> _INSTRUCTIONS TO FOLLOW_
Reproduce the tail of the data exactly. It starts at the line containing "cc: @echoix @Kurt-von-Laven" and runs to the last line.

> _SOURCE RECORDS_

----------

PR #3067, opened 2023-11-03
C flavor

daltonv:
## Proposed Changes

Adds a new c_cpp flavor that can later be used by clang-format (see #763)

### Author/Contributor

### Reviewing Maintainer


daltonv:
I will still add clang-format. I just wanted to keep my first PR simple as this is my first contribution.

megalinter/descriptors/c.megalinter-descriptor.yml
```diff
@@ -2,6 +2,7 @@ descriptor_id: C
 descriptor_type: language
 descriptor_flavors:
   - cupcake
+  - c_cpp
   - dotnet
```
daltonv, line 6: I still see a problem here when it comes to `clang-format` being added. I would naturally put that linter in here and the cpp descriptor file.

However, if I understand it right, that would mean `clang-format` is also added to the `cupcake`, `dotnet`, and `dotnetweb` linters. I think we only want it in this new `c_cpp` linter. Right?

nvuillam: @daltonv you can override descriptor_flavors at linter level, so you could add  the following property on clang-format linter definition :)

```
     descriptor_flavors: 
        - c_cpp
```

nvuillam (approved):
Looks very nice to me, many thanks for your contribution :)

PR #3075, opened 2023-11-04
Fix csharp installation dependencies

nvuillam:


bdovaz:
@nvuillam why this PR? What problemas did you solve? There is no reference to any issue

PR #3126, opened 2023-11-18
Fix powershell installation

nvuillam:
Use official powershell installation instructions

https://learn.microsoft.com/en-us/powershell/scripting/install/install-alpine?view=powershell-7.4


bdovaz:
@nvuillam why did you change the installation mode? The previous one (using API) allowed you to automatically reference "latest", now it is not possible and you have to change it manually, i.e. now it is more expensive to keep powershell updated because it is spread over several different descriptors.

cc: @echoix @Kurt-von-Laven

nvuillam:
Usually when i do an update like that it's because Auto-update-linters job is failing with its current instructions , that probably was the case :)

----------

> _RESPONSE TO THE TASK_
cc: @echoix @Kurt-von-Laven

nvuillam:
Usually when i do an update like that it's because Auto-update-linters job is failing with its current instructions , that probably was the case :)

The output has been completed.